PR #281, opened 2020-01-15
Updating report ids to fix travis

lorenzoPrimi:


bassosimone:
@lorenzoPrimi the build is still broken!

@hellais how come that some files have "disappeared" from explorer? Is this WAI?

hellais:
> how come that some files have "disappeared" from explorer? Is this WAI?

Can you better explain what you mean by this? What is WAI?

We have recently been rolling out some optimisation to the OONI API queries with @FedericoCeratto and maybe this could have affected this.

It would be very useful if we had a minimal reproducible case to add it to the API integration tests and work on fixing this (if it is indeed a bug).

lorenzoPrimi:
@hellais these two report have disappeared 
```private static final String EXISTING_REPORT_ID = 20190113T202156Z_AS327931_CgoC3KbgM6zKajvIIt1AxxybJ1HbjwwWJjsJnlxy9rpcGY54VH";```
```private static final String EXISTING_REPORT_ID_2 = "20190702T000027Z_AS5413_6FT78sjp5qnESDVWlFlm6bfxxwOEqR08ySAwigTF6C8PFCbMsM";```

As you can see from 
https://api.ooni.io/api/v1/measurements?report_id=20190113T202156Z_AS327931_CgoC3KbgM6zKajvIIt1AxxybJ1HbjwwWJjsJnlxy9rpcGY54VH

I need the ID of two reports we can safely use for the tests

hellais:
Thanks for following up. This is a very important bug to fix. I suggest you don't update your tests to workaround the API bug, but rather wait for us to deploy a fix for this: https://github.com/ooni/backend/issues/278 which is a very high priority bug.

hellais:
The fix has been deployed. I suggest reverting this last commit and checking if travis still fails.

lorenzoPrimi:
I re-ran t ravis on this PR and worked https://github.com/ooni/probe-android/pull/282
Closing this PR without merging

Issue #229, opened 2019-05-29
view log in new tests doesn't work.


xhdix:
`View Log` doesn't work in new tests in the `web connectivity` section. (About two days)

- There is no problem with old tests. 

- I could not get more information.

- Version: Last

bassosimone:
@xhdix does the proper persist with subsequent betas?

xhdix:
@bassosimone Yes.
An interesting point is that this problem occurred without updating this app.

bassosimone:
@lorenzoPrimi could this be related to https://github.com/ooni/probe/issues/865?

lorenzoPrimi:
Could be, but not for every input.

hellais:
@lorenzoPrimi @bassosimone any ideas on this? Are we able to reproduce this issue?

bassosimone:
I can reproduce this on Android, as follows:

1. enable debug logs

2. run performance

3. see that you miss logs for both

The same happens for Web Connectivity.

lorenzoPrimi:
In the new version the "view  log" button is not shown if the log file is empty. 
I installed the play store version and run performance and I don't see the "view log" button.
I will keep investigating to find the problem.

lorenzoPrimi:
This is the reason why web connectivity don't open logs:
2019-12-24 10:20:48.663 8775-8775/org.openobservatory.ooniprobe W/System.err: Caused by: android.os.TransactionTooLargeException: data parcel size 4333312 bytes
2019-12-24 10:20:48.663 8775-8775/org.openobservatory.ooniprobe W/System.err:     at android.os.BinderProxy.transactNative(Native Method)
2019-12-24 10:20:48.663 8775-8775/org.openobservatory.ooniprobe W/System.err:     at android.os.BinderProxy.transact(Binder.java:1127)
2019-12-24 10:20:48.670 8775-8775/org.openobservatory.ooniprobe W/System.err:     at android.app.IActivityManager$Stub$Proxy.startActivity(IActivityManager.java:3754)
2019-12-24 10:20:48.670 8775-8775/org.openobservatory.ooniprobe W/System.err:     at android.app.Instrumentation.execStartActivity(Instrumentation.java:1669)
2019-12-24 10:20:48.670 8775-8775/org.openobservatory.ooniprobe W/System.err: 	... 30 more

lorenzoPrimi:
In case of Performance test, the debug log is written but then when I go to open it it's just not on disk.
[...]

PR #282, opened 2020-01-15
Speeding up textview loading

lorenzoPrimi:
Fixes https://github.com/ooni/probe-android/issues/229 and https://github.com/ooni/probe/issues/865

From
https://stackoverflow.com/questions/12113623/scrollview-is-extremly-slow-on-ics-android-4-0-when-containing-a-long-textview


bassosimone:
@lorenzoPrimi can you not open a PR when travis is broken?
—————
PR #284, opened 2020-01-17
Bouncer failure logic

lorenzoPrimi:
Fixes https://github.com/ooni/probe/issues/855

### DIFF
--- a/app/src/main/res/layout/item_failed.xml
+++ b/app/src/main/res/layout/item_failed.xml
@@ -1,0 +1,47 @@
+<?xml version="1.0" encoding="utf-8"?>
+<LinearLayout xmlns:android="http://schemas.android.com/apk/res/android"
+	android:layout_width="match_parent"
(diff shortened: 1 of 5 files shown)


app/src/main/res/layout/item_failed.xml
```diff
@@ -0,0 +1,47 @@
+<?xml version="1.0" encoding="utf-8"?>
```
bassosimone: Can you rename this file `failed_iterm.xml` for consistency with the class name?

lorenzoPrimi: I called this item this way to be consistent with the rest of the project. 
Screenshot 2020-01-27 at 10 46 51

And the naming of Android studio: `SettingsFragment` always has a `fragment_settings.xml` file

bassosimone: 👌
—————
● What needs to be done: The stretch of entries above that starts with the line containing "related to https://github.com/ooni/probe/issues/865?" and goes on through the line containing "at android.os.BinderProxy.transactNative(Native Method)" is to be transcribed exactly, and no other line is to be transcribed.

● Exercise response:
@lorenzoPrimi could this be related to https://github.com/ooni/probe/issues/865?

lorenzoPrimi:
Could be, but not for every input.

hellais:
@lorenzoPrimi @bassosimone any ideas on this? Are we able to reproduce this issue?

bassosimone:
I can reproduce this on Android, as follows:

1. enable debug logs

2. run performance

3. see that you miss logs for both

The same happens for Web Connectivity.

lorenzoPrimi:
In the new version the "view  log" button is not shown if the log file is empty. 
I installed the play store version and run performance and I don't see the "view log" button.
I will keep investigating to find the problem.

lorenzoPrimi:
This is the reason why web connectivity don't open logs:
2019-12-24 10:20:48.663 8775-8775/org.openobservatory.ooniprobe W/System.err: Caused by: android.os.TransactionTooLargeException: data parcel size 4333312 bytes
2019-12-24 10:20:48.663 8775-8775/org.openobservatory.ooniprobe W/System.err:     at android.os.BinderProxy.transactNative(Native Method)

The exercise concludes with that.